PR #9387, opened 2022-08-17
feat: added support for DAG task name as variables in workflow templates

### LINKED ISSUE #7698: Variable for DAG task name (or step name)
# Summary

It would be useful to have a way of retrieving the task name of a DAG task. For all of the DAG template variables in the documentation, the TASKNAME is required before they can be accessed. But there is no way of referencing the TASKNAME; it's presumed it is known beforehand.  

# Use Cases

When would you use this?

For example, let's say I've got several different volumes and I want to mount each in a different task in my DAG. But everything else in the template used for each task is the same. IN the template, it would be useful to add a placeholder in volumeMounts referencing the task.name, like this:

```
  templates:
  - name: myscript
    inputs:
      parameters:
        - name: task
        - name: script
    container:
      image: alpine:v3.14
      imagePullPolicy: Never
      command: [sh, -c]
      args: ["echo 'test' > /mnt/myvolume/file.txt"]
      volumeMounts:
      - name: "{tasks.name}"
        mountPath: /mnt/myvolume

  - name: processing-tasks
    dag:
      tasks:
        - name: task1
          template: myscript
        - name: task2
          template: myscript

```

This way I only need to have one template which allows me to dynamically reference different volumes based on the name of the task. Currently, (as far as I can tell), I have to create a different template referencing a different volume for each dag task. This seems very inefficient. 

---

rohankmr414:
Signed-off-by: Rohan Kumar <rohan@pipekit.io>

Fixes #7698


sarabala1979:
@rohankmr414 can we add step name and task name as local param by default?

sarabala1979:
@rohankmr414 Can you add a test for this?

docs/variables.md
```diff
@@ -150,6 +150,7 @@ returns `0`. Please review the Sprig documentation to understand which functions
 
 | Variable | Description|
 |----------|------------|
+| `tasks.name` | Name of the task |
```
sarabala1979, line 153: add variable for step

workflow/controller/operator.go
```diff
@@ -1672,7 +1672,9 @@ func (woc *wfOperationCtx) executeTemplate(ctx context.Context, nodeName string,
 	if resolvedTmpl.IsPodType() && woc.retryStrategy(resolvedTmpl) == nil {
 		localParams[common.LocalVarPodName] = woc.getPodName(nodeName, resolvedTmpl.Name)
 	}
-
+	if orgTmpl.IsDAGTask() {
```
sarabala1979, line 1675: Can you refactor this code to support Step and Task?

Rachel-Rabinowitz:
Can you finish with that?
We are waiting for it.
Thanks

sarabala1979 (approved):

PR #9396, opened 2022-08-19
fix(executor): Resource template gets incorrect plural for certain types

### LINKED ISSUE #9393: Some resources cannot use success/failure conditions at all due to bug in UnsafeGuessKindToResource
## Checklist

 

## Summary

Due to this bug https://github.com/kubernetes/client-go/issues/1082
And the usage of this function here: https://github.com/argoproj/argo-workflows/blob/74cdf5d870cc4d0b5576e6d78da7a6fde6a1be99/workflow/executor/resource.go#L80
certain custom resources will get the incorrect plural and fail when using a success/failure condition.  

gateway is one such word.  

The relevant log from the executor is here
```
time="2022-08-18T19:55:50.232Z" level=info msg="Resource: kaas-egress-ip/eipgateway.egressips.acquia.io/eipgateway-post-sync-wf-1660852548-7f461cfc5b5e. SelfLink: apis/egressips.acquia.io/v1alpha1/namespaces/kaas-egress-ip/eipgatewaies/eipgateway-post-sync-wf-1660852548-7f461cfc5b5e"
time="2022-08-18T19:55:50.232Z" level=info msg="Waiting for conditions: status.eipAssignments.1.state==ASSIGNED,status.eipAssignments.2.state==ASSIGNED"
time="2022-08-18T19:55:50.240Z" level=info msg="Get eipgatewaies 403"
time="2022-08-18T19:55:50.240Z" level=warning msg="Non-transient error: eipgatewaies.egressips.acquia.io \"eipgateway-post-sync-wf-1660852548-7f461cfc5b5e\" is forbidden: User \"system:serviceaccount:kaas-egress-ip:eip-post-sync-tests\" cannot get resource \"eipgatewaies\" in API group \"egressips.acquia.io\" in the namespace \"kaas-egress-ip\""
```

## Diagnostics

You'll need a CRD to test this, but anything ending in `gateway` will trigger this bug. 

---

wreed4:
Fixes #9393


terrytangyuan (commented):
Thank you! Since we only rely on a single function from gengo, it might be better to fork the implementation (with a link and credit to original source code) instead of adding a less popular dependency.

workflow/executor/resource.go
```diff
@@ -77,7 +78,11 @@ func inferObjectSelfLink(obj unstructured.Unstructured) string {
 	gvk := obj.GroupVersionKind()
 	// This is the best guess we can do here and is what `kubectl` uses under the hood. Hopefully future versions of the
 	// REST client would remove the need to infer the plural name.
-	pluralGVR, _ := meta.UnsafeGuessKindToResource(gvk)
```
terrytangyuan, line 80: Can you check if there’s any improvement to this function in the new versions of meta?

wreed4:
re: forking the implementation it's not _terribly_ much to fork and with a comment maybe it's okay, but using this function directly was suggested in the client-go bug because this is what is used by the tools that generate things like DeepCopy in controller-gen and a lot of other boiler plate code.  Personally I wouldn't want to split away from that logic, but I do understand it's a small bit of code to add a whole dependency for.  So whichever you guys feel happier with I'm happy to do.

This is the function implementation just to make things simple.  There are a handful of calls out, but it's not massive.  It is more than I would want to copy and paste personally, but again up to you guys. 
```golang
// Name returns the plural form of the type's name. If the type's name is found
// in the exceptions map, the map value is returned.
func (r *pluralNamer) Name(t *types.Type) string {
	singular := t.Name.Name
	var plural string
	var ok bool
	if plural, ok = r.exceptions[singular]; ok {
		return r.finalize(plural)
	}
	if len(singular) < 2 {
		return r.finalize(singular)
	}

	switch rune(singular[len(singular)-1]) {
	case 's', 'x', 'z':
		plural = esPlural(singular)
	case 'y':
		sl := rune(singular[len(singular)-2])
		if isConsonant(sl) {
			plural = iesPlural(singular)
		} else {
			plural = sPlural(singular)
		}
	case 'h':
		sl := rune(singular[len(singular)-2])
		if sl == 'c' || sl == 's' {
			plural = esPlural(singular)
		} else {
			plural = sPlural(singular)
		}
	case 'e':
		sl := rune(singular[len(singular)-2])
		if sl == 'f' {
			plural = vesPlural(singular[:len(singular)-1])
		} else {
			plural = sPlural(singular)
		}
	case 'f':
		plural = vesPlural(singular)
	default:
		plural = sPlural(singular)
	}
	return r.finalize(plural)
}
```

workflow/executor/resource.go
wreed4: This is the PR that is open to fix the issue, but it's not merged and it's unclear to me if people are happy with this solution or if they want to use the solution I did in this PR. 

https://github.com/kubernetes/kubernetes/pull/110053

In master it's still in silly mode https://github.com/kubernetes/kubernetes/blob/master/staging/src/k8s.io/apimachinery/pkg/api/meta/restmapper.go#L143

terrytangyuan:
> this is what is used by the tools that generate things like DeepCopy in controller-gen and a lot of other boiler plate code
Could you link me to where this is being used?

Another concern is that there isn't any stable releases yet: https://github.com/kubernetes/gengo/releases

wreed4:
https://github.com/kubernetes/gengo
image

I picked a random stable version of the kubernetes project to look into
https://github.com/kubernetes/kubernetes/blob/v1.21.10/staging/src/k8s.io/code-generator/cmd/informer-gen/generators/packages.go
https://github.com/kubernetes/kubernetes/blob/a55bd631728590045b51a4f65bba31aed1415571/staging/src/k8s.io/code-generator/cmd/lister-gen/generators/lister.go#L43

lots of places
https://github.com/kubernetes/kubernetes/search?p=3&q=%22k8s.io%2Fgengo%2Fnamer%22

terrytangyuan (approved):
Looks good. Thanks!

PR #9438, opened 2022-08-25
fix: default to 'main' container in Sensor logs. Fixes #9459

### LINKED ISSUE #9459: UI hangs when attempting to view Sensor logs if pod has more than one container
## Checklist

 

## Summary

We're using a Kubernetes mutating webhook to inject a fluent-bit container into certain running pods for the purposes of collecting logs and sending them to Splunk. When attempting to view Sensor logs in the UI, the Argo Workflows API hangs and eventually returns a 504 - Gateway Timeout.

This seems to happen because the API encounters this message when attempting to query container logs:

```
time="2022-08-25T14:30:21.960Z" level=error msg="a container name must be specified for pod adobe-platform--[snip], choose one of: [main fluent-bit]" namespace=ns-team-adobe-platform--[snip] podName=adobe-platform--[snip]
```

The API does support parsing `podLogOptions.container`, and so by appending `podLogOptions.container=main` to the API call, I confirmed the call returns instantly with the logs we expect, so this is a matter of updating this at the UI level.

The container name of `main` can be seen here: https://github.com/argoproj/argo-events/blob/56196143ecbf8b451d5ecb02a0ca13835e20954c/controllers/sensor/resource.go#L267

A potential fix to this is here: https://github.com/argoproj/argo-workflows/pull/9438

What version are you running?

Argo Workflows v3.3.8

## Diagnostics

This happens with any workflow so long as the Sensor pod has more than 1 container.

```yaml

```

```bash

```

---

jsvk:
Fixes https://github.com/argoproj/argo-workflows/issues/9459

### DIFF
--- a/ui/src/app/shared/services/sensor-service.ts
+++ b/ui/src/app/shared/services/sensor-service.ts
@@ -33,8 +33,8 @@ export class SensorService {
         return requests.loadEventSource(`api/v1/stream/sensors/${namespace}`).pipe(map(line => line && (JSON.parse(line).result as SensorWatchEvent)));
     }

========

### Problem statement
Please restate the records word for word. Go from the first line to the line with "It would be useful to have" and include both.

### Exercise response
PR #9387, opened 2022-08-17
feat: added support for DAG task name as variables in workflow templates

### LINKED ISSUE #7698: Variable for DAG task name (or step name)
# Summary

It would be useful to have a way of retrieving the task name of a DAG task. For all of the DAG template variables in the documentation, the TASKNAME is required before they can be accessed. But there is no way of referencing the TASKNAME; it's presumed it is known beforehand.  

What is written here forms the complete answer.